Selecting the right ventilation system for your specific application has become increasingly challenging. Historically, leaky homes had enough natural ventilation that a whole-house mechanical ventilation method was not always necessary. But as building codes shift towards airtight construction, the need for proper ventilation systems is stronger than ever.
Pros have several options available when selecting which mechanical ventilation system to install:
An exhaust-only system is one that does just enough to comply with the building code. This “code minimum compliance” approach uses ventilation fans to exhaust indoor air at code-specified CFM, but does nothing to replenish lost air. Because of this, unfiltered outdoor makeup air is pulled into the home through cracks and leaks.
Opposite of exhaust-only systems, supply-only systems ventilate outdoor air into the home. The indoor air then leaves the home through exhaust fan ducts. Although this method works in tempered climates like California, it is not suitable for colder climate regions because the incoming air is not tempered. Additionally, these ventilation systems are particularly difficult to create balance within airtight homes.
Balanced ventilation systems offer a combination of exhaust and supply methods to create (as aptly named) balance in the home’s air pressurization. HRVs (heat recovery ventilators) and ERVs (energy recovery ventilators) pull outdoor air into the home at the same rate as the exhausted air is removed. It will keep the pressure of the home balanced and also temper the outdoor air that enters the home.
Many builders opt for exhaust or supply-only systems because they’re the most cost-effective options to comply with the building code. But there are some serious drawbacks with these ventilation systems, including low energy efficiency, noisy operation and poor air quality.
The trouble is, production home builders and others overlook these issues because they don’t directly experience those consequences. But in reality, opting for code-minimum compliance can actually have negative repercussions on long-term business success.
Increasingly, homeowners seek homes that are built for safe and healthy living. In fact, researchers at Harvard University found that 69% of homeowners name indoor air quality as their top concern for house health. With 90% of our time spent indoors, this is a valid concern.
When builders go a step further with their ventilation systems, they differentiate their homes to buyers with improved quality and health. Homeowners are willing to pay a premium for energy-efficient, healthy homes. Installing balanced ventilation systems rather than code-minimum solutions can help builders earn a strong reputation with buyers willing to pay the price.
There are a number of important factors to consider before determining which type of ventilation system to install. Before selecting a system, consider:
What’s the average humidity in your region? The answer will help determine whether an ERV or HRV is right for your application.
ERVs were originally designed for regions like the Deep South where the air is warm and humid. These fresh air appliances help prevent that moisture from coming into the home, using core technology to remove the moisture from the air. HRVs, on the other hand, are better suited for colder climates because use sensible recovery to heat the outdoor air for improved comfort inside of the home.
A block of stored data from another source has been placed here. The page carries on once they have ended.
PR #164525, opened 2025-10-03
[inductor] tune some fields for reduction in CDT

shunting314:
* #164533
* #164532
* __->__ #164525
* #163589

With the change, in deterministic mode, we should still be able to tune XBLOCK for a reduction with coordinate descent tuning.

### DIFF
--- a/test/inductor/test_deterministic.py
+++ b/test/inductor/test_deterministic.py
@@ -1,5 +1,6 @@
 # Owner(s): ["module: inductor"]
 import contextlib
+import unittest
 
 import torch
 import torch._inductor.config as inductor_config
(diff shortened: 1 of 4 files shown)


jansel (approved):

eellison (approved):

v0i0 (commented):
I am not sure you can tune XBLOCK like this without affecting reduction order: [N8272384](https://www.internalfb.com/intern/anp/view/?id=8272384)

XBLOCK affects elems per thread, which may affect reduction order

htyu:
> When xblk==1, each thread load 2 elements : rnumel / (num-warps * 32)
When xblk==2, triton let each thread load4 elements to be fully vectorized. This can be done when xblk==2 since we now have 2x number of elements compared to xblk==1.

The thread mapping pattern is recurring when xblk is big enough. Triton tries to layout threads consecutively to favor memory coalescing and vectorization. Per hardware requirement each thread can load up to 16 bytes with one `ld.global.f32.v4` instruction. When `XBLOCK * RBLOCK` is big enough, Triton will lay out threads in a way that each thread access consecutive 16 bytes, thread by thread. This pattern repeats after a round of `num_warps * 32 *16` bytes. However when `XBLOCK * RBLOCK` is smaller than `num_warps * 32 *16`, Triton would assign each thread less than 16 bytes so every thread has some unique work to do. If it still assigned each thread 16 bytes, some threads would end up loading redundant data. The thread/bytes assignment logics is here: https://github.com/facebookexperimental/triton/blob/4f797b6dbbdb7ebea8fcc8238d4221b7da31abb9/lib/Dialect/TritonGPU/Transforms/Coalesce.cpp#L85.

PR #164526, opened 2025-10-03
Add an option to put store large mmap weights on disk

yushangdi:
As title

In windows, we cannot modify the .dll to append weights at the end, the windows .dll loader will complain it's not a valid .dll file. So we store the weight blob as a separete file.

1. We add the following API which allows passing in a pointer to the weight blob and get the size of the weight blob. 

```cpp
AOTI_API AOTIRuntimeError AOTInductorModelContainerGetConstantsBlobSize(
    AOTInductorModelContainerHandle container_handle,
    uint64_t* ret_size);

// Load weights from a single blob in weight_blob_ptr
AOTI_API AOTIRuntimeError AOTInductorModelUpdateConstantsFromBlob(
    AOTInductorModelContainerHandle container_handle,
    const uint8_t* weight_blob_ptr);
```

2. We also add a method in ModelContainerRunner to load the weight:

If the runner see that there is a `.blob` file in the package, if will mmap the .blob file and use the content to load the constants. 

3. We also add the `USE_MMAP_EXTERNAL` macro. When this macro is defined, the model expects to load the weights from external mmap'd weights. 

Test Plan:

```
buck run @mode/dev-nosan caffe2/test/inductor:test_aot_inductor -- -r test_large_mmaped_weights_on_disk
```

Also tested for windows-cross compilation with https://github.com/meta-pytorch/torchnative/blob/6542566585ab2cb4cd6c8e3873a6a02cfe51664b/demo/main_voxtral.cpp 

```
Loaded model.dll
audio_encoder loaded
C:\Users\shangdiy\source\repos\torchnative\demo\token_embedding\data\aotinductor\model\model.wrapper.so
Loaded model.dll
token_embedding loaded
C:\Users\shangdiy\source\repos\torchnative\demo\text_decoder\data\aotinductor\model\model.wrapper.so
Loaded model.dll
Loading weights from C:\Users\shangdiy\source\repos\torchnative\demo\text_decoder\data\aotinductor\model\model.wrapper_weights.blob
text_decoder loaded
Load latency (ms):
  audio_encoder: 1011.234
    archive extraction: 0.000
    .so loading: 1011.197
  token_embedding: 525.773
    archive extraction: 0.000
    .so loading: 525.704
  text_decoder: 3324.130
    archive extraction: 0.000
    .so loading: 3323.979
Run latency (ms):
  audio_encoder: 285.958
    audio_encoder output: dtype=bfloat16, shape=[1, 1125, 3072], numel=3456000
  token_embedding: 6.676
    token_embedding output: dtype=bfloat16, shape=[1, 1138, 3072], numel=3495936
  text_decoder: 576.519
    text_decoder output: dtype=bfloat16, shape=[1, 1138, 131072], numel=149159936
```

### DIFF
--- a/test/inductor/test_aot_inductor.py
+++ b/test/inductor/test_aot_inductor.py
@@ -701,6 +701,24 @@ class AOTInductorTestsTemplate:
         with config.patch({"aot_inductor.force_mmap_weights": True}):
             self.check_model(Model(), example_inputs)
 
+    def test_large_mmaped_weights_on_disk(self):
+        class Model(torch.nn.Module):
+            def __init__(self) -> None:
+                super().__init__()
+                self.linear = torch.nn.Linear(512, 250112)
+
+            def forward(self, x, y):
+                return x + self.linear(y)
+
+        example_inputs = (
+            torch.randn(1, 250112, device=self.device),
+            torch.randn(1, 512, device=self.device),
+        )
+        with config.patch(
+            {"aot_inductor.package_constants_on_disk_format": "binary_blob"}
+        ):
+            self.check_model(Model(), example_inputs)
+
     def test_with_offset(self):
         class Model(torch.nn.Module):
             def __init__(self, device):
@@ -5891,7 +5909,7 @@ class AOTInductorTestsTemplate:
                 {
                     "always_keep_tensor_constants": True,
                     "aot_inductor.package_constants_in_so": False,
-                    "aot_inductor.package_constants_on_disk": True,
+                    "aot_inductor.package_constants_on_disk_format": "pickle_weights",
                     "aot_inductor.package": True,
                 }
             ),
@@ -7430,6 +7448,14 @@ class TestAOTInductorConfig(TestCase):
             }
             with self.assertRaises(RuntimeError):
                 maybe_aoti_standalone_config(patches)
+
+    def test_compile_standalone_cross_compile_windows_package_format(self):
+        patches = {
+            "aot_inductor.cross_target_platform": "windows",
+            "aot_inductor.package_constants_in_so": True,
+        }
+        with self.assertRaises(RuntimeError):
+            maybe_aoti_standalone_config(patches)
 
 
 common_utils.instantiate_parametrized_tests(AOTInductorTestsTemplate)
--- a/torch/_inductor/codecache.py
+++ b/torch/_inductor/codecache.py
@@ -94,6 +94,7 @@ from torch._inductor.runtime.runtime_utils import cache_dir, default_cache_dir
 from torch._inductor.utils import (
     ALIGN_BYTES,
     clear_on_fresh_cache,
+    determine_aoti_mmap_flags,
     is_linux,
     is_windows,
 )
@@ -2175,7 +2176,10 @@ end
                 raw_bytes = bytes(raw_array.contents)
                 return raw_bytes if all_cuda else _pad_to_alignment(raw_bytes)
 
-            if config.aot_inductor.package_constants_in_so:
+            if (
+                config.aot_inductor.package_constants_in_so
+                or config.aot_inductor.package_constants_on_disk_format == "binary_blob"
+            ):
                 serialized_weights = b"".join(
                     _to_bytes(graph.get_original_value_of_constant(name), all_cuda)
                     for name in graph.constants.keys()
@@ -2184,7 +2188,7 @@ end
             else:
                 serialized_weights = b""
 
-            if config.aot_inductor.package_constants_on_disk:
+            if config.aot_inductor.package_constants_on_disk_format == "pickle_weights":
                 # We need to return a storage key here because the original value tensor might be a clone
                 weights_dict = Weights(
                     {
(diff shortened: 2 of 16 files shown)


test/inductor/test_aot_inductor.py
```diff
@@ -698,6 +698,22 @@ def forward(self, x, y):
...
+                self.linear = torch.nn.Linear(512, 250112)
+
+            def forward(self, x, y):
+                return x + self.linear(y)
+
+        example_inputs = (
+            torch.randn(1, 250112, device=self.device),
+            torch.randn(1, 512, device=self.device),
+        )
+        with config.patch({"aot_inductor.force_mmap_weights_on_disk": True}):
```
desertfire: I feel this config naming is not very user-friendly. Maybe something less implementation detail oriented, but more from user's perspective?

torch/_inductor/codegen/cpp_wrapper_cpu.py
```diff
@@ -780,7 +780,11 @@ def codegen_model_constructor(self):
                                        {num_constants},
                                        device_str,
                                        std::move(cubin_dir),
+#if defined(USE_MMAP_EXTERNAL)
+                                       false) {{
+#else
                                        {include_weights}) {{
```
desertfire, line 786: We should be able to tell include_weights is false at the codegen time?

torch/_inductor/utils.py
```diff
@@ -3612,6 +3612,54 @@ def force_patch_config(
     return config_patches
 
 
+def determine_aoti_mmap_flags(consts_size: int) -> tuple[bool, bool]:
```
desertfire, line 3646: For future work, we should really consolidate to use only one option: always store weights as a separate file.

torch/csrc/inductor/aoti_runner/model_container_runner.h
```diff
@@ -55,6 +55,7 @@ class TORCH_API AOTIModelContainerRunner {
       AOTInductorStreamHandle cuda_stream_handle = nullptr);
   void swap_constant_buffer();
   void free_inactive_constant_buffer();
+  void update_constant_buffer_from_blob(std::string weights_path);
```
desertfire: Use "const std::string&"

torch/_inductor/codecache.py
```diff
@@ -2285,7 +2301,15 @@ def _pad_to_alignment(raw_bytes: bytes) -> bytes:
             if not use_mmap_weights:
                 aot_constants = serialized_weights
                 magic_number = 0
+                if use_external_weights:
+                    aot_constants = struct.pack("q", consts_size)
+                    assert external_weights_path is not None
+                    # For external weights, write weights to separate file and embed minimal placeholder
+                    with open(external_weights_path, "wb") as f_weights:
+                        f_weights.write(serialized_weights)
```
desertfire, line 2311: This is fine for the current purpose, but I am debating with myself whether we should add more metadata to this file, some kind of header information, for potential future extension (e.g. versioning).

test/inductor/test_aot_inductor.py
yushangdi: Maybe I can change the existing `package_constants_on_disk: bool = False` into `package_constants_on_disk_format`? And the options are "pickle_weights" (we save each weight in pickle format) and "binary_blob" (we save all weights in a single binary blob).

torch/_inductor/codecache.py
yushangdi: yeah that makes sense. We can do that in a future PR.

torch/_inductor/codegen/cpp_wrapper_cpu.py
yushangdi: Not always. If we don't have the `force_mmap_weights_on_disk` flag on, we might still have to mmap weights on disk if the weights are too large. But we only know the size after we serialize it in `codecache.py`. 

Alternatively I can using some string matching technique to modify the include weights here in `codecache.py` but that seems hacky. 

Or I can compute the size of the weights here, but seems a little weird to serialize the weights twice.

desertfire: Fine to use a macro, but let's come up with a better name.

yushangdi: discussed offline, this `include_weights` mainly controls if `load_constants` run at model creation time. We'll keep the current impl.

test/inductor/test_aot_inductor.py
yushangdi: changed now.

torch/_inductor/config.py
```diff
@@ -1584,8 +1584,21 @@ class aot_inductor:
...
+    # Options:
+    # None:
+    #       Do not package weight separately on disk.
+    # "pickle_weights":
+    #       Each weight is pickled and stored separately in data/weights. We also store the
+    #       FQN names of each weight in a weights_config.json in each model's data/aot_inductor/model folder.
+    #       Can only be load back from python using torch._inductor.aoti_load_package API now.
+    # "binary_blob":
+    #       Stores all weights in a single binary blob in data/aot_inductor/model folder for each model.
+    #       When package_constants_in_so=True, cross_target_platform="windows" and we have >2GB weights,
```
desertfire: Can we force it to be always true when cross_target_platform="windows", despite the weight size? I think that will simplify things a bit.

desertfire (approved):
Minor followup. LGTM.

torch/_inductor/config.py
yushangdi: > Can we force it to be always true when cross_target_platform="windows", despite the weight size? I think that will simplify things a bit.

@JacobSzwejbka  does this work for you? If we make it always true, then windows will always have a separate weight.

yushangdi: ok, updated now. 

In the current version, using `package_constants_in_so` with cross-compilation will error out. So the only two options for cross compilation is 1) don't package any constant, or 2) package in binary_blob or pickle format (though the pickle format cannot be read in c++ now)

PR #164527, opened 2025-10-03
Add waitcounters for torch.compile subprocess pool

c00w:
Summary:
This ads waitcounter for whether or not the pool is running, as well as if we
are running jobs.

This also ads waitcounters for the first job within a pool. First job and running are working correctly. The job waitcounter seems to either be detecting a leak of a job, or is broken subtly.

Test Plan:
We've tested this internally and see valid ods metrics.

Note that we may be leaking jobs, or the job logic may not be handling an exception correctly.

Differential Revision: D83705931

### DIFF
--- a/torch/_inductor/compile_worker/subproc_pool.py
+++ b/torch/_inductor/compile_worker/subproc_pool.py
@@ -29,6 +29,7 @@ from torch._inductor.compile_worker.tracked_process_pool import (
 from torch._inductor.compile_worker.utils import _async_compile_initializer
 from torch._inductor.utils import get_ld_library_path, python_subprocess_env
 from torch._utils_internal import find_compile_subproc_binary
+from torch.monitor import _WaitCounter, _WaitCounterTracker
 
 
 log = logging.getLogger(__name__)
@@ -193,9 +194,26 @@ class SubprocPool:
 
         self.futures_lock = threading.Lock()
         self.pending_futures: dict[int, Future[Any]] = {}
+        # The pending waitcounter, is used to indicate the time when we have any specific job running.
+        self.pending_waitcounters: dict[int, Any] = {}
         self.job_id_count = itertools.count()
 
+        # The running waitcounter indicates the time when the SubProcPool object exists.
         self.running = True
+        self.running_waitcounter = _WaitCounter(
+            "pytorch.wait_counter.subproc_pool.running"
+        ).guard()
+        self.running_waitcounter.__enter__()
+
+        # The quiesce waitcounter indicates when the job is in a quiesced state.
+        self.quiesce_waitcounter: Optional[_WaitCounterTracker] = None
+
+        # Firstjob is used to capture the time from when the firstjob is queued, to when the first job is done.
+        self.firstjob = True
+        self.firstjob_id: Optional[int] = None
+        self.firstjob_waitcounter = _WaitCounter(
+            "pytorch.wait_counter.subproc_pool.first_job"
+        ).guard()
 
         # Start thread last to ensure all member variables are initialized
         # before any access.
@@ -212,6 +230,19 @@ class SubprocPool:
         with self.futures_lock:
             job_id = next(self.job_id_count)
             self.pending_futures[job_id] = future = Future()
+            self.pending_waitcounters[job_id] = _WaitCounter(
+                "pytorch.wait_counter.subproc_pool.job"
+            ).guard()
+            self.pending_waitcounters[job_id].__enter__()
+            if self.quiesce_waitcounter:
+                self.firstjob = True
+                self.quiesce_waitcounter.__exit__()
+                self.quiesce_waitcounter = None
+            # This can be entered from either quiesce wakeup, or from startup.
+            if self.firstjob:
+                self.firstjob_id = job_id
+                self.firstjob_waitcounter.__enter__()
+                self.firstjob = False
         future.set_running_or_notify_cancel()
         self._send(MsgHeader.JOB, job_id, job_data)
         return future
@@ -239,6 +270,7 @@ class SubprocPool:
                 if self.running:
                     log.warning("SubprocPool unclean exit")
                     self.running = False
+                    self.running_waitcounter.__exit__()
                 self.read_pipe.close()
                 # Cancel all the pending futures.
                 self.shutdown()
@@ -265,10 +297,21 @@ class SubprocPool:
                     self.pending_futures[job_id].set_exception(result)
                 else:
                     self.pending_futures[job_id].set_result(result)
+
+                self.pending_waitcounters[job_id].__exit__()
+                del self.pending_waitcounters[job_id]
+                if self.firstjob_id == job_id:
+                    self.firstjob_waitcounter.__exit__()
+
                 del self.pending_futures[job_id]
 
     def quiesce(self) -> None:
         self._send(MsgHeader.QUIESCE)
+        assert self.quiesce_waitcounter is None
+        self.quiesce_waitcounter = _WaitCounter(
+            "pytorch.wait_counter.subproc_pool.running"
+        ).guard()
+        self.quiesce_waitcounter.__enter__()
 
     def wakeup(self) -> None:
         self._send(MsgHeader.WAKEUP)
@@ -279,6 +322,7 @@ class SubprocPool:
                 if not self.running:
                     return
                 self.running = False
+                self.running_waitcounter.__exit__()
                 _send_msg(self.write_pipe, MsgHeader.SHUTDOWN)
                 self.write_pipe.close()
             self.process.wait(300)


torch/_inductor/compile_worker/subproc_pool.py
```diff
@@ -313,10 +338,13 @@ def __init__(
         self.running = True
 
     def main(self) -> None:
+        gc.disable()
+        gc.freeze()
         while True:
             msg_header, job_id, data = _recv_msg(self.read_pipe)
             if msg_header == MsgHeader.JOB:
                 self.submit(job_id, data)
+                gz.collect()
```
masnesral: This code looks very not tested ;)
What's going on with these gc-related changes? This looks like debugging code.

torch/_inductor/compile_worker/utils.py
```diff
@@ -27,7 +27,7 @@ def _async_compile_initializer(orig_ppid: int) -> None:
 
     def run() -> None:
         while True:
-            sleep(1)
+            sleep(60)
```
masnesral, line 30: This might bug OSS users. I guess I'm not sure. I think it means these subprocesses could stick around on the box for up to a minute after the main script exits? Could we consider something smaller? I agree 1s seems like overkill but 10s would already be 10x less frequent, for example ...

torch/_inductor/compile_worker/subproc_pool.py
```diff
@@ -192,9 +194,13 @@ def __init__(
 
         self.futures_lock = threading.Lock()
         self.pending_futures: dict[int, Future[Any]] = {}
+        self.pending_waitcounters: dict[int, Any] = {}
         self.job_id_count = itertools.count()
 
         self.running = True
+        self.running_waitcounter =  _WaitCounter( "pytorch.wait_counter.subproc_pool.running").guard()
```
masnesral: What is "running" supposed to capture? Because I don't think the ProcessPoolExecutor inside the subproc is running until a wakeup call or the first just is submitted.

But as written, it seems to be capturing the interval when the pool object is initialized to when the process exits. But that just means we compiled at least one Triton kernel.

torch/_inductor/compile_worker/subproc_pool.py
```diff
@@ -192,9 +194,13 @@ def __init__(
...
+        self.running_waitcounter.__enter__()
+        self.firstjob = True
```
masnesral, line 212: Can you also initialize the other "firstjob" related members here? Ideally a typechecker would complain that you could be accessing firstjob_id before it's initialized, but I guess Python.

Maybe you can also combine firstjob and firstjob_id into one variable. Like if firstjob_id is None, that means first job.

torch/_inductor/compile_worker/subproc_pool.py
```diff
@@ -192,9 +194,13 @@ def __init__(
 
         self.futures_lock = threading.Lock()
         self.pending_futures: dict[int, Future[Any]] = {}
+        self.pending_waitcounters: dict[int, Any] = {}
```
masnesral, line 198: What is pending_waitcounters supposed to capture? The interval when the pool is doing work? If so I wonder if we could simplify and just have one waitcounter that entered/exited when there are no jobs (i.e., when len(pending_futures) == 0). Does that do the right thing?

torch/_inductor/compile_worker/subproc_pool.py
```diff
@@ -263,20 +277,31 @@ def _read_thread(self) -> None:
...
+                self.pending_waitcounters[job_id].__exit__()
+                del self.pending_waitcounters[job_id]
+                if self.firstjob_id == job_id:
+                    self.firstjob_waitcounter.__exit__()
+
                 del self.pending_futures[job_id]
 
     def quiesce(self) -> None:
         self._send(MsgHeader.QUIESCE)
+        self.quiesce_waitcounter =  _WaitCounter( "pytorch.wait_counter.subproc_pool.running").guard()
```
masnesral: So you want to capture the interval the pool is shutdown. This probably needs to be initialized earlier too. Wakeup would be called before quiesce.

torch/_inductor/compile_worker/subproc_pool.py
```diff
@@ -263,20 +277,31 @@ def _read_thread(self) -> None:
...
+        self.quiesce_waitcounter.__enter__()
 
     def wakeup(self) -> None:
         self._send(MsgHeader.WAKEUP)
+        self.quiesce_waitcounter.__exit__()
+        self.firstjob = True
```
masnesral: Unfortunately, this placement for firstjob=True isn't robust. I don't know if there are any codepaths that neglect to call wakeup, but it's is optional. If you submit to the pool before a wakeup, the pool will wake itself up. Probably set it to True in quiesce? If there's a race, I'm not sure that even works correctly though :/

torch/_inductor/compile_worker/subproc_pool.py
```diff
@@ -237,6 +250,7 @@ def _read_thread(self) -> None:
                 if self.running:
                     log.warning("SubprocPool unclean exit")
                     self.running = False
+                    self.running_waitcounter.__exit__()
```
masnesral, line 273: Probably this can rely on the one in shutdown? See comment there.

torch/_inductor/compile_worker/subproc_pool.py
```diff
@@ -263,20 +277,31 @@ def _read_thread(self) -> None:
...
+        self.quiesce_waitcounter.__exit__()
+        self.firstjob = True
 
     def shutdown(self) -> None:
         try:
             with self.write_lock:
                 if not self.running:
                     return
                 self.running = False
+                self.running_waitcounter.__exit__()
```
masnesral, line 325: I guess I don't know what this WC is capturing. Is it safe to exit waitcounters multiple times? If so, maybe you can move this above the check for self.running and call it unconditionally.

masnesral (changes requested):

torch/_inductor/compile_worker/utils.py
c00w: I think I forgot to hit the export button, and this had V1 code (which was a mess), fixed this file is no longer present.

torch/_inductor/compile_worker/subproc_pool.py
c00w: I think this was V1, which got exported with a lot more random stuff in it. This isn't present in v2, which was the verison which got tested (sorry for the confusion).

torch/_inductor/compile_worker/subproc_pool.py
c00w: Happy to rename this - Maybe created ? It's intended to be all time while the parent object exists and it's own internal running variable isn't set to false (i.e. we're not exiting).

torch/_inductor/compile_worker/subproc_pool.py
c00w: Done.

c00w: re: firstjob_id we actually have two states. The pool has started but not gotten any work (either from quiesce or from initial object creation). Then we arm it, and the next job we see, we record as the firstjob. Then when that job finishes, we mark it as a finished job.

torch/_inductor/compile_worker/subproc_pool.py
c00w: Yes - it's trying to capture the time when we have any work running. Note that waitcounters are "reentrant" so you'll get meaningful data out of them if we have a waitcouner per job (i.e. duration_avg is how long each job took, and call_count is the number of jobs we are processing per minute).

No strong objection to a inverted counter, but it's actually losing information we get with the pending waitcounters.

torch/_inductor/compile_worker/subproc_pool.py
c00w: Yeah I fixed this by adding slightly more state information here. Let me play around with waitcounters, to see if I can simplify it to a single waitcounter. (I.e. is it possible to check / okay to call __exit__ without calling enter).

torch/_inductor/compile_worker/subproc_pool.py
c00w: So we're tieing this waitcounter strictly to the running variable - In particular, running is only set to false in two spots, this code XOR the code below. Thus we're exiting in both spots.

torch/_inductor/compile_worker/subproc_pool.py
c00w: We're protecting this witht he self.running check above, we should never call __exit__ on this waitcounter multiple times.

torch/_inductor/compile_worker/subproc_pool.py
c00w: Ah didn't realize that - side question, why do we have the wakeup command then? Either way made this robust by removing it from the wakeup handling.

c00w:
Still working on fixing the typing issue, but should be reviewable.

torch/_inductor/compile_worker/subproc_pool.py
```diff
@@ -193,9 +194,26 @@ def __init__(
...
 
+        # The running waitcounter indicates the time when the SubProcPool object exists.
         self.running = True
+        self.running_waitcounter = _WaitCounter(
+            "pytorch.wait_counter.subproc_pool.running"
+        ).guard()
+        self.running_waitcounter.__enter__()
+
+        # The quiesce waitcounter indicates when the job is in a quiesced state.
+        self.quiesce_waitcounter: Optional[_WaitCounterTracker] = None
```
masnesral, line 209: I guess this could be slightly confusing; maybe it's fine. The pool actually starts in a quiesced state in the sense that the subprocess's internal pool is not initialized yet (i.e., the 32 subprocs wouldn't get created yet). The internal pool gets created on a wakeup() -or- when the first job is submitted.

torch/_inductor/compile_worker/subproc_pool.py
```diff
@@ -212,6 +230,19 @@ def submit(
         with self.futures_lock:
             job_id = next(self.job_id_count)
             self.pending_futures[job_id] = future = Future()
+            self.pending_waitcounters[job_id] = _WaitCounter(
+                "pytorch.wait_counter.subproc_pool.job"
+            ).guard()
+            self.pending_waitcounters[job_id].__enter__()
+            if self.quiesce_waitcounter:
```
masnesral, line 237: Tied to my comment above; we'd get out of the quiesce state on a wakeup too in the sense that the subprocs would get recreated. So depending on how you're thinking about what it means to be quiesced this might not be quite what you expect.

masnesral (approved):

torch/_inductor/compile_worker/subproc_pool.py
c00w: Yeah I think that's fine.

torch/_inductor/compile_worker/subproc_pool.py
c00w: Yeah ... Let me stack a PR to also log from wakeup this (since technically, you're not required to submit before wakeup, and vice versa).

PR #164531, opened 2025-10-03
Remove CUDA 11 branches for sparse code

cyyever:
This PR removes outdated CUDA version checks from sparse code in aten/src/ATen/cuda.


aten/src/ATen/cuda/CUDASparseDescriptors.cpp
```diff
@@ -12,8 +12,6 @@ cusparseStatus_t destroyConstDnMat(const cusparseDnMatDescr* dnMatDescr) {
   return cusparseDestroyDnMat(const_cast<cusparseDnMatDescr*>(dnMatDescr));
 }
 
-#if AT_USE_CUSPARSE_GENERIC_API() || AT_USE_HIPSPARSE_GENERIC_API()
```
eqy, line 15: might as well just remove these definitions then as they look even older?

cyyever: I just encountered HIP errors in removing them. So I would like to fix the current build errors before considering that.

cyyever: Removed

eqy (approved):
lgtm, may need eyes from hip/rocm side as I don't know details there

cyyever:
ROCm is not touched much, let's try it.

Buyers rarely want to hear that a home’s ventilation system is going to cost them a few thousand dollars extra. If cost is an area where your buyers aren’t willing to budge, exhaust or supply-only systems can help save some dollars.
While a balanced system using a fresh air appliance may cost more, it’s also the most effective method for improving indoor air quality and overall health of the home. For buyers willing to pay the cost – and builders committed to delivering the best standards – installing an HRV or ERV is the strongest solution.